スポーツの在り様について、真っ当な批判を試み、よりスポーツの水準をあげていこうというメディアが、存在しない。データー情報とオベンチャラだけで、紙面をうめつくす。
 ひとつのスポーツが注目をあびると、いっせいにそのスポーツを種に利益をあげようと、主催者になり、普及活動と称して、運営に乗り出す。新聞がメディアを棄てて、商人になっている。
 テレビの現地取材と称する、お笑いの見物や、ジャニーズタレントの応援、女子アナの男探し、松岡修造のヨイショなど、スポーツ取材のいい加減さも腹立たしく、ここにもスポーツ・ジャーナリズムは存在しない。
 軽井沢にいると、こうした新聞主催のイベントがつぎつぎとやってくる。ボランティア・マニュアのオバサンは、今週はスポニチ、来週は信毎よ、つぎは信越放送なのと、スポーツの意味も考えず、カタルシスもなく、ただひたすらにメディアの小使いとなっている。地方ではボンティアだけが動員されて、善意の草刈り場になっている。 

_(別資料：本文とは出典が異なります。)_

PR #280, opened 2020-05-31
Fixed bugs on ApiPageV5

keiya01:
I fixed bugs that data is not loaded.


bluebill1049:
thank you so much for fixing those @keiya01 🙏 I really appreciated that!

PR #282, opened 2020-06-01
Split the bundle on each page

keiya01:
I split the bundle on AdvancedUsagePage and GetStartedPage.

And I deleted the files that had become unused due to splitting the bundle.


kotarella1110:
awesome! thanks 💯

PR #284, opened 2020-06-01
fix error message type and update for v6

kotarella1110:
related https://github.com/react-hook-form/react-hook-form/issues/1713


kotarella1110:
@bluebill1049 umm... why deployment has failed?

bluebill1049:
hmmm no idea, i wll get it in and fix it. thanks @kotarella1110

PR #291, opened 2020-06-07
Feature/ts codesandbox

pmaier983:
Fix some of the v6 documentation. Also use resolver instead of validationResolver in v6 codesandbox, in preparation for v6 launch.


bluebill1049:
Thank you so much all for those contributions!

PR #3911, opened 2023-12-03
.Net: Preparation for non-string arguments support

SergeyMenshykh:
This PR changes SK public API surface to lay the foundation for the long-awaited feature - non-string arguments. As part of this PR the following major changes were done:

- The `KernelArguments` class is changed to support non-string arguments. Now, it's a dictionary of nullable objects rather than strings. 
- The `KernelFunctionFromMethod` class is refactored to <br> **a)** marshal function arguments as they are, without changing their type. The existing logic of converting arguments represented as strings to target parameter types is retained to provide more flexibility for SK consumer code to supply arguments as strings. <br> **b)** remove support for default values provided via `DefaultValueAttribute` in favor of native C# mechanism of optional parameters that allows default values to be provided as - `...., string p1 = "abc"`.
-  The `KernelPromptTemplate`, `RestApiOperationRunner`, `GrpcOperationRunner` were modified to include an argument type check that only allows string arguments and rejects arguments of other types. These temporary safeguards will be removed when these classes are refactored to support non-string arguments.


stephentoub:
> a) marshal function arguments as they are, without changing their type. The existing logic of converting arguments represented as strings to target parameter types is retained for backward compatibility.

Aren't we going to always need this, and in fact expand it? We'll want to convert from whatever is in the arguments collection to the parameter type.

stephentoub:
> enables implicit type conversion (e.g., int to long, float to double) performed by runtime, which would otherwise require additional code to support.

 批判勢力を育てることの重要さが全く分かっていない。成熟したスポーツは、批評があって始めて成り立つ。スポーツを知らないタレントや女子アナの馬鹿騒ぎが、いつまで「取材」と称して通用するのか、それがこの国のスポーツ報道の水準計ともいえる。
 スポーツ報道の堕落はいつまで続くのだろう。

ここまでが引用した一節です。